Elizabeth sees it and gently teases, “You never told me she looked like that.”

“Sure I did,” defends Phillip, all too quickly and casually.

Ok, so most clients don't look like this (Screenshot of Anneliese in  The Americans "dressed like that")
Ok, so most clients don’t look like this. (Screenshot of Anneliese in The Americans “dressed like that”.)

There’s just enough time for us to wonder if we’re about to see what happens when a partner realizes that not all of your clients are the hideous, pathetic, generally unpleasant monsters they’d previously assumed they all were. But Elizabeth just grins at him, and says “Not like that.” (His response, for the record, “Well..she’s not always dressed like that,” is definitely one I’ll be stealing.) And the moment passes.

There’s no jealousy, no big fight about trust, no demands that Anneliese be managed any differently than she always has been. It’s just two sex workers, sharing a joke about another day at the office. One of the big misconceptions that civilians often have about the reality of being a sex worker in a relationship, is that every surprise, every bump in the road, is always doomed to be A Very Big Deal. But whether it’s Anneliese’s looks, or how to handle the growing nosiness of their daughter (who, like any kid of a parent with a secret, second job, gets increasingly suspicious of her parents’ odd hours; sudden, urgent appointments; and intense insistence on privacy), Philip and Elizabeth surmount obstacles like spouses and business partners.
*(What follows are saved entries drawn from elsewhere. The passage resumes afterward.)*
PR #2057, opened 2020-09-23
Fix flaky P2P server tests

gsalgado:
A couple tests could sometimes attempt to connect to a server
    before it was actually listening, and since the PeerPool
    suppresses the UnreachableError (as it is expected), the tests would
    then fail with a TimeoutError, Now the test fixture will only yield
    once the server is listening and the PeerPool used in tests does
    not suppress any errors when connecting.
    
    Also better logs on PeerPool to help debugging and better asyncio
    task names for connection behaviors.

Closes: #1504

### DIFF
--- a/p2p/peer_pool.py
+++ b/p2p/peer_pool.py
@@ -110,6 +110,10 @@ class BasePeerPool(Service, AsyncIterable[BasePeer]):
     _report_metrics_interval = 15  # for influxdb/grafana reporting
     _peer_boot_timeout = DEFAULT_PEER_BOOT_TIMEOUT
     _event_bus: EndpointAPI = None
+    # If set to True, any exceptions in ALLOWED_PEER_CONNECTION_EXCEPTIONS will be logged and
+    # suppressed. Should only be set to False in tests we we want to ensure a connection is
+    # successful.
+    _suppress_allowed_connection_exceptions: bool = True
 
     _handshake_locks: ResourceLock[NodeAPI]
     peer_reporter_registry_class: Type[PeerReporterRegistry[Any]] = PeerReporterRegistry[BasePeer]
@@ -488,7 +492,7 @@ class BasePeerPool(Service, AsyncIterable[BasePeer]):
 
         if self._handshake_locks.is_locked(node):
             self.logger.info(
-                "Asked to connect to node when handshake lock is already locked, will wait")
+                "Asked to connect to %s when handshake lock is already locked, will wait", node)
 
         async with self.lock_node_for_handshake(node):
             if self.is_connected_to_node(node):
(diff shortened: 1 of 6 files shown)


trinity/server.py
```diff
@@ -119,6 +120,7 @@ async def run(self) -> None:
         try:
             async with tcp_listener:
                 self.manager.run_daemon_child_service(self.peer_pool)
+                self.ready.set()
```
carver, line 123: Should we wait for the peer pool to be confirmed launched here first before we mark the server as ready?

p2p/peer_pool.py
```diff
@@ -502,7 +506,13 @@ async def connect_to_node(self, node: NodeAPI) -> None:
                 async with self._connection_attempt_lock:
                     peer = await self.connect(node)
             except ALLOWED_PEER_CONNECTION_EXCEPTIONS:
-                return
+                if self._suppress_allowed_connection_exceptions:
+                    # These are all logged in self.connect(), so we simply return.
+                    return
+                raise
```
carver, line 512: *nitpick* style guide suggests doing the explicit branch here, like:
```suggestion
                else:
                    raise
```

trinity/protocol/common/peer.py
```diff
@@ -222,20 +222,11 @@ async def maybe_connect_more_peers(self) -> None:
...
-                ))
-                last_candidates_count = sum(candidate_counts)
-            except asyncio.CancelledError:
-                # no need to log this exception, this is expected
-                raise
-            except Exception:
-                self.logger.exception("unexpected error during peer connection")
-                # Continue trying to connect to peers, even if there was a
-                # surprising failure during one of the attempts.
-                continue
```
carver, line 238: Hm, so we seem to be in a challenging position here, where we want this to fail/raise in the test, but not in the actual execution. I suspect we'll want to be more forgiving during regular execution, eventually, but if you think this is the right thing to do now, no objection. :ok_hand:

carver (approved):
LGTM

trinity/server.py
gsalgado: That's not necessary as the only thing the PeerPool does when running is try to connect to peers

p2p/peer_pool.py
gsalgado: :+1:

trinity/protocol/common/peer.py
gsalgado: My intent was just to move the suppression/logging to `connect_to_node()`, where we can also log the remote to which we were trying to connect, but when merging the actual test fix with my git-stashed logging improvements I accidentally made `connect_to_node()` re-raise. I think for now we want it to always re-raise in tests but during actual execution just log an exception, like we do currently

p2p/peer_pool.py
```diff
@@ -110,10 +110,10 @@ class BasePeerPool(Service, AsyncIterable[BasePeer]):
     _report_metrics_interval = 15  # for influxdb/grafana reporting
     _peer_boot_timeout = DEFAULT_PEER_BOOT_TIMEOUT
     _event_bus: EndpointAPI = None
-    # If set to True, any exceptions in ALLOWED_PEER_CONNECTION_EXCEPTIONS will be logged and
-    # suppressed. Should only be set to False in tests we we want to ensure a connection is
-    # successful.
-    _suppress_allowed_connection_exceptions: bool = True
+    # If set to True, exceptions raised when connecting to a remote peer will be logged (DEBUG if
+    # it's in ALLOWED_PEER_CONNECTION_EXCEPTIONS or ERROR if not) and suppressed. Should only be
+    # set to False in tests we we want to ensure a connection is successful.
```
carver, line 115:
```suggestion
    # set to False in tests if we want to ensure a connection is successful.
```
?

And after a while, anything, no matter how outlandish it might look to civilians, becomes a little bit routine.

Without spoiling anything too badly (because, spoiler: I think we ALL should go watch it ASAP), we’re privy to the mundanities of getting into work drag (and if nothing else, you should probably watch this show for the wigs alone), of managing clients and managers who are needy or violent, but also those whose kindness and/or hotness complicates the work. We get not just the high drama of being outed, but also the day to day grind of living in the closet, of juggling not just work and family, but work, family and a straight job. As with any marginalized group, the portrayals we get in mainstream media tend to focus on the most sensationalized moments in our livesthe tragedies that brought us there, the day we snap and can’t take it anymore, the session that goes horrendously awry. But The Americans gets a civilian audience to not just watch us put on our pants one leg at a time, but to root for our domestic bliss while we do it. Most of all, we see two people constantly maneuvering to make their marriage function while being both a partner to a sex worker and a sex worker themselves. I can’t think of a single large scale film or television piece that swims in those waters, much less one that does so with such deftness and compassion.

6 COMMENTS

  1. 1) This is a really interesting analysis that makes me really want to watch this show cause it sounds sexy as hell. If this is a baby step toward getting non-worker audiences to root for people performing intimate and sexual labor, even better.
    2) I’ve written the pilot episode of a show that prominently features the non-work life of a sex worker and my delusions of grandeur lead me to believe that it will get sold, picked up by a premium network, and that I can put my million$ toward the movement. #onbrand

    • 1) totally sexy as hell, despite the eightiesfication of everything.
      2) i hereby officially pledge that if you kickstarter that, i will donate the proceeds of one session per month for the duration of the drive.

  2. Blue! If you haven’t seen blue with Julia styles playing single mum to a teenage boy, accountant and sex worker. It’s a Web series and the later seasons are hard to get outside America unless ur a lil tech savy.. but anyways it’s really really good.